As expected [28], domestication gene candidates do not overlap with introgressed regions since selective sweeps, i.e. homozygous regions that are rich in domestication-associated haplotypes, do not display signals of introgression. This is consistent with observations in other crops, such as maize, where domestication genes act as barrier loci for introgression events [29]. There is strikingly little overlap (65 PCGs) between our domestication PCG candidates and those reported previously [32]. This could be due to the absence of gene flow estimations in the previous model, as some of the reported loci that differentiate landraces from wild genotypes may not be the outcome of artificial selection, but rather represent admixture with other gene pools. Indeed, 40% of the published domestication gene candidates [32] recognized in the BAT93 gene set were within introgressed tracks in our test triads, implying that those might be neutral loci easily transferred between common bean subpopulations.

Conclusions

First, the studies reported here demonstrate—based on genomic and metabolomics data, and reproductive isolation—how the ancestral nature of the AH wild populations in northern Peru and Ecuador derived from a dissemination and speciation event that preceded the P. vulgaris speciation event and the split of the latter species into two major geographic gene pools (Mesoamerican versus Andean), based on structural genomic, reproductive isolation, and metabolomic data. Second, they provide a genome-wide picture of the importance of gene flow in common bean, a predominantly autogamous species, in providing local adaptation both in wild and domesticated populations. They also confirm the predominance of the domesticated to wild gene flow. Third, they illustrate how the domesticated genome of common bean has been shaped not only by selection under domestication but also by gene flow from other common bean population and closely related species, like P. dumosus and P. coccineus. This gene flow may have led to adaptive genomic introgressions permitting the adaptation of cultivars to environments outside their centers of domestication. This capacity, as well as the high frequency of stress response genes, should be exploited to enrich the genetic diversity base of breeding programs.

Methods

Plant material

Phaseolus vulgaris cv. BAT93 is a breeding line developed at the International Center for Tropical Agriculture (CIAT, Cali, Colombia) and derived from a double cross involving four Mesoamerican genotypes: (Veranic × Tlalnepantla 64) × (Negro Jamapa × Tara). Its genome sequence was recently published [31] and was defined as our reference for downstream analyses. The biological material collected for this analysis included other important P. vulgaris accessions: eight wild Mesoamerican genotypes, selected according to their geographical distribution along the Mexican territory; one landrace from Chihuahua (Mexico); Jalo EEP558, a selection from the Andean landrace Jalo obtained by R. Guazelli at the Estação Experimental de Pato de Minas (Minas Gerais, Brazil); Faba Andecha, a Spanish cultivar of Andean origin selected based on its domesticated traits; an Andean wild accession from Argentina (G19901); and five accessions from Peru and Ecuador considered by other authors to represent the ancestral form of the species based on of their phaseolin isoform (PhI, [6]), all collected in the constrained location of the Amotape–Huancabamba Deflection [48]. Outside the P. vulgaris species, we selected 11 additional species covering most of the clade diversity of the genus, according to [11]. These species corresponded to the Tuerckheimii group (P. hintonii A. Delgado) and the unclassified group (P. microcarpus Mart.) from clade A and, from clade B, the groups Filiformis (P. filiformis Benth.), Lunatus (P. lunatus – lima bean), Polystachios (P. polystachios Britton and P. maculatus Scheele), Leptostachyus (P. leptostachyus Benth.), and Vulgaris (P. coccineus, P. dumosus, P. costaricensis, and P. acutifolius). Plants were grown under greenhouse conditions and young trifoliate leaves were collected for DNA extraction.

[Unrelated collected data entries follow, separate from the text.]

PR #7154, opened 2023-10-04
[GEOS-11275] Wicket 9 upgrade

bradh:
[GEOS-11275](https://osgeo-org.atlassian.net/browse/GEOS-11275) [Powered by Pull Request Badge](https://pullrequestbadge.com/?utm_medium=github&utm_source=geoserver&utm_campaign=badge_info)

Work in progress on Wicket 8 migration (https://github.com/geoserver/geoserver/wiki/Jakarta-EE#wicket)

Here is content to fix found during testing:

* [Wicket Test Plan](https://docs.google.com/spreadsheets/d/1pQmncG4zxpgJnHxeI4myFfOBD17U2CIMcy59II4XAfo/edit?usp=sharing) (Google Doc)

* Look for "TODO WICKET8" for remaining work. Mostly this is verification, which should occur at the end. However there are broken modules and broken tests that need to be debugged.

# Checklist

- [ ] I have read the [contribution guidelines](https://github.com/geoserver/geoserver/blob/main/CONTRIBUTING.md).
- [ ] I have sent a [Contribution Licence Agreement](https://docs.geoserver.org/latest/en/developer/policies/committing.html) (not required for small changes, e.g., fixing typos in documentation).
- [ ] First PR targets the `main` branch (backports managed later; ignore for branch specific issues).
- [ ] All the build checks are green ([see automated QA checks](https://docs.geoserver.org/latest/en/developer/qa-guide/index.html)).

DNA/RNA sequencing and mapping

DNA libraries were constructed and sequenced from both ends (paired-end reads) using the HiSeq (Illumina) technology at the Genomic Services Laboratory of LANGEBIO-CINVESTAV, Mexico. Reads of high quality (FastQC and FastxToolkit) were mapped with BWA v0.7.9a [76] using default parameters against the P. vulgaris BAT93 reference genome, as well as to a synteny-based pseudoassembly produced with SynMap at CoGe ([77]; https://genomevolution.org/coge/) of BAT93, taking the G19833 genome as scaffold with at least four contiguous syntenic CDSs between assembled tracks.

Nuclear and chloroplast phylogenetic profiles

For each sequenced accession, individual–specific consensus sequences were generated and small variants (SNPs) were identified with ANGSD v0.614 [78] with the following options: major and minor alleles were inferred with doMaf = 1and doMajorMinor = 1; the genotype likelihood was calculated using the samtools method with GL = 1; positions at each chromosome covered in all 30 genotypes were controlled with minInd = 30; SNP-pval = 1e-6. Depth adjustments for SNP calling and consensus sequence reconstruction were done taking into account the sequencing depth of each accession: for all but four P. vulgaris accessions (Zacatecas, Oaxaca, Michoacán, Jalisco-Arandas) for which the depth threshold was set at five reads, a minimum of ten reads was required. Called SNPs in positions that were covered in all accessions were considered for further analyses.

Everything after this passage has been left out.